The article starts with "For as long as I’ve been using computers, I’ve been
searching for the perfect way to take digital notes" and then the author went
through a list of popular tools previously evaluated and this made me think
the author was going to talk about a new kind of tool.

Anyways, it's good that this article will expose people to outliners (and
awesome Matt Cutts is using one).

------
justjimmy
Tried it out, it's pretty smooth and 'flowy' (due to the little slick
animations). Nicely done :)

I like how you kept it simple, clean and straight forward. Hope you don't over
complicate it in future versions by bombarding it with due dates, try to
implement bill payment features, calendars, etc etc. I just want a _list_!

------
barking
David Allen commenting on productivity tools says that, in essence, all you
need is the ability to create and maintain lists.

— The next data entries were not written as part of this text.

PR #1410, opened 2026-06-11
perf(storage): conditional MATERIALIZED CTE fence for ListTransactions (backport v2.4)

sylr:
Backport of #1409 to `release/v2.4`.

## Problem

A selective wallet-history `ListTransactions` attached `ORDER BY id DESC LIMIT n` to the same select as a JSONB `@>` filter, so the planner chose an abort-early `transactions_id_desc` index walk that scanned ~2.3M rows (**16.1s**) to return 16.

## Fix

Wrap the filtered dataset in a **`MATERIALIZED`** CTE and move `ORDER BY id DESC LIMIT n` to the **outer** select, so the planner uses the GIN `BitmapOr` (**~7.7ms**, ~2,000×). The fence is **conditional** — applied only when the filter contains a "needle" containment predicate (`account`/`source`/`destination`/`metadata`) via the opt-in `DatasetFencer` interface; unfiltered/range-only lists keep the historical shape. No schema change (GIN indexes already exist).

## Backport notes

- Cherry-picked cleanly from `main` (PR #1409, commit `801a5619`); the only auto-merge was context in `paginator.go`.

In Evernote I have a bunch of notes. One is called 'Projects', one is called
'someday maybe' one is called 'stuff' and then there are a batch of context
notes, office, home, etc all the usual GTD notes.

Each of these notes is a list. So when I open evernote, what I see is a list
of lists. I find this depth of nesting optimal.

It works great. I mainly use it on my phone but, of course, it's available on
my PC.

I use evernote only because it means I have an online backup and if I change
my phone there's no messy data transfer to arrange.

Used in conjunction with Google calendar it supports GTD perfectly.

I have tried a lot of GTD apps and none beats the simplicity of this when it
comes to supporting GTD methodology

------
cyrus_
I use <http://www.checkvist.com/>, fully keyboard-driven interface with all
sorts of perks. Haven't compared it directly to Workflowy, just putting it out
there. No affiliation.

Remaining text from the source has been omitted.